The Sichaun pepper “Hua Jiao” (빻슘) is tiny but packs a punch. When you take a mouth full of them it literally feels like millions of minuscule ninjas are training on your tongue. It’s like a tangy, tingly, most uncomfortable feeling that numbs your mouth. It feels like you’ve eaten something quite toxic indeed, it’s almost the culinary equivalent of the first time you try Baijiu (Chinese rice wine). Luckily, I’ve not had to wash down a mouth full of Hua Jiao with Baijiu just yet!

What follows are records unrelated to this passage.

PR #1199, opened 2022-01-31
DR-2405 User role endpoints for datasets and snapshots

tlangs:
In order to enable users to add/remove users from datasets/snapshots in the UI, we need to be able to determine the role of the logged in user. We can't just rely on the policies endpoint, because that only tells us emails, and if the user is part of a group that's added to  a dataset/snapshot, there's no way for the UI to tell what role they have. Adding a `roles` endpoint in the API is the easiest way to get this information to the UI, instead of making the UI talk to Sam as well as TDR. The TDR API already knows how to talk to Sam, so there's not all that much new code to enable this feature.

### DIFF
--- a/src/main/resources/api/data-repository-openapi.yaml
+++ b/src/main/resources/api/data-repository-openapi.yaml
@@ -1025,18 +1025,6 @@ paths:
                 type: array
                 items:
                   type: string
-        400:
-          description: Bad request - invalid id, badly formed
-          content:
-            application/json:
-              schema:
-                $ref: '#/components/schemas/ErrorModel'
-        403:
-          description: No permission to see policies
-          content:
-            application/json:
-              schema:
-                $ref: '#/components/schemas/ErrorModel'
         404:
           description: Not found - snapshot id does not exist
           content:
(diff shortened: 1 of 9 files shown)


src/main/resources/api/data-repository-openapi.yaml
```diff
@@ -1007,6 +1007,42 @@ paths:
...
+                type: array
+                items:
+                  type: string
+        400:
+          description: Bad request - invalid id, badly formed
+          content:
+            application/json:
+              schema:
+                $ref: '#/components/schemas/ErrorModel'
+        403:
```
nmalfroy: Not sure that we actually want this 403 response

src/main/resources/api/data-repository-openapi.yaml
```diff
@@ -1007,6 +1007,42 @@ paths:
             application/json:
               schema:
                 $ref: '#/components/schemas/ErrorModel'
+  /api/repository/v1/snapshots/{id}/roles:
```
nmalfroy, line 1010: We also probably want this for billing profiles

nmalfroy (approved):
Looks good.  Just that we might not need the 403

src/main/resources/api/data-repository-openapi.yaml
tlangs: As billing profiles are going away, I'm not sure we want to do the work to implement that. Sure, it wouldn't be hard, but we're not even going to support it in our UI, so why put in the effort?

snf2ye (approved):

PR #1200, opened 2022-02-02
DR-2366 Add retry for concurrent dataset creation

tcjiang9:


snf2ye (changes requested):
On use of this step ([here](https://github.com/DataBiosphere/jade-data-repo/blob/develop/src/main/java/bio/terra/service/dataset/flight/create/DatasetCreateFlight.java#L100)), we also need to reference the retry rule. 

```
RetryRule retryRule = getDefaultExponentialBackoffRetryRule();
addStep(new CreateDatasetMetadataStep(datasetDao, datasetRequest), retryRule);`
```
Note the "retryRule" reference as the last argument in the addStep() call.

snf2ye (approved):
Can you add the ticket number to the title of your PR? JIRA will then automatically link this PR to the ticket.
Otherwise, when checks pass, LGTM!

nmalfroy (approved):
lgtm

nmalfroy:
i think you need to run spotless apply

Often appearing in this form in popular dishes like Kung Pao Chicken, the spice is most pleasurable once it’s been toasted and crushed into powdered form, and used sparingly. Its devilish corns are the dried berries from the prickly ash bush. Sometimes I wonder whether this is nature’s human repellant and that we actually probably shouldn’t be eating it at all.

Scientific food writer Harold James McGee writes about the pepper’s “sensitivity to touch and cold in nerves that are ordinarily nonsensitive”, and reports “a kind of general neurological confusion”. There be the wonders of nature.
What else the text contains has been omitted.